The supposed innocence of sports is gone. The broadcasters, and some players in all sports, no longer think we can treat athleticism as being
purely of the body and either above or separate from human rights. Or
wrongs. For me, the playing of national anthems, promoting nationalism, long ago contradicted this supposed separation.
But listen to the hypocrisy of Fifa president Infantino, lecturing us by video message on the kingdom where the World Cup will be played. “We always said Qatar will deliver the best-ever edition of the Fifa World Cup,” he pronounced. “As you look around the country at the state-of-the-art stadiums, the training pitches, the metro, the wider infrastructure, everything is ready and everyone is welcome.”
Welcome, in a land so homophobic it criminalises single sex couples? “Let
me repeat this clearly,” Infantino went on, “everyone will be welcome regardless of their origin, background, religion, gender, sexual orientation or nationality.” He can promise that?
As to human rights and the estimates of thousands of migrant workers killed by toiling in inhumane heat while building the stadiums and the infrastructure, Infantino praises Qatar’s “ground-breaking reforms changing the lives of thousands of workers for the better.”
Infantino speaks with vested interest. Fifa goes where the money is, sportswashes the events, banks the profits, and moves on. But these are
playgrounds for the young, the gifted, like England’s Jude Bellingham and
Germany’s breathtakingly precocious Jamal Musiala. Both play with vision
far beyond their 19 years, just as Kylian Mbappé did in Russia four years ago.
Make that four and a half years ago. I almost forgot this is a winter World Cup from a European perspective. But while the heart and the eyes smile in
anticipation for what youth might deliver over the next month, Eric Cantona, that gifted rebel of his time, commented the other day that you cannot condemn a 20-year-old player, who has a 10-year career ahead of him and who lives in a world surrounded by football 24 hours a day, from going to the ball on any territory.
Instead, Cantona said: “Speak about the federations, about politicians who
had the power to say ‘No, we do not go to the World Cup.’”
No, indeed. Mark Drakeford, a man of Labour and of the people in Wales,
said last month that he will go to Qatar. Not simply to bask in the glory that
Wales has reached the finals for the first time since the John Charles, Jack
Kelsey, Ivor Allchurch and Cliff Jones team went to Sweden in 1958, but “to
promote Wales and engage in diplomacy”.
One eye laughs for Wales. The other finds it difficult to ignore where the
players are led to go. That, however, must be unjustified trepidation because what can be wrong with a tournament that has David Beckham as its poster boy and will have Robbie Williams and the American group Maroon 5 and rapper Post Malone performing concerts?
Beckham, now 47, says, through his spokespersons, that he’s been coming
to Qatar for years.
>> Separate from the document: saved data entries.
Issue #939, opened 2016-05-20
API Backend Feedback form not submitting (after 1.3 upgrade)


brylie:
While working on the Meteor 1.3.x upgrade, the API Backend Feedback form does not appear to be working.

Steps to reproduce:
1. Add an API backend
2. View the API backend page
3. Click the "Feedback" tab
4. Click "Add Feedback"
5. Fill in, and submit the form

# Related
Issue #935 - update Meteor

bajiat:
@frenchbread Can you take a look?

frenchbread:
@bajiat Self-assigned

frenchbread:
Reopening this issue since it still exists:
```
Exception while invoking method 'sendEmail' RecipientError: Can't send mail - no recipients defined
```

brylie:
@frenchbread were you submitting the 'Contact' form or 'API Backend -> Feedback' form? The above error seems more relevant to the 'Contact' form, which is on the front page near the bottom.

frenchbread:
@brylie The bug was for the "Contact" form submit. Wrong issue..
Anyway the issue above it resolved with #970

PR #970, opened 2016-05-26
Feature/cleanup config file

frenchbread:
### Closes: 
- #939 
- #816 

### Changes
- Remove config files
- Fix feedback submit form


brylie:
@frenchbread is this ready for review?

frenchbread:
@brylie Yes. Please review.

server/methods/contactForm.js
```diff
@@ -12,7 +12,7 @@ Meteor.methods({
 
     // Send the e-mail
     Email.send({
-      to: Settings.findOne().contactForm_toEmail,
+      to: Settings.findOne().contactForm.toEmail,
```
brylie: What happens if this setting is not present? E.g. if the contact form 'to email' has not been provided in the settings collection? I suspect we will get an exception, which needs to be prevented or handled here.

frenchbread: Should we check if there is a value set in settings and if not, use email address from `settings.json`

He’s seen the hospitality, the warmth of the people. “We talk about football being for everybody,” Beckham’s statement goes, “and this is the first time the World Cup is being hosted in this region. That is an incredible moment.”
Incredible, too, are the fees, reportedly between £10m and £15m per year for 10 years that the state of Qatar has paid Goldenballs to promote their state.
Maybe with one eye laughing, and the other closed.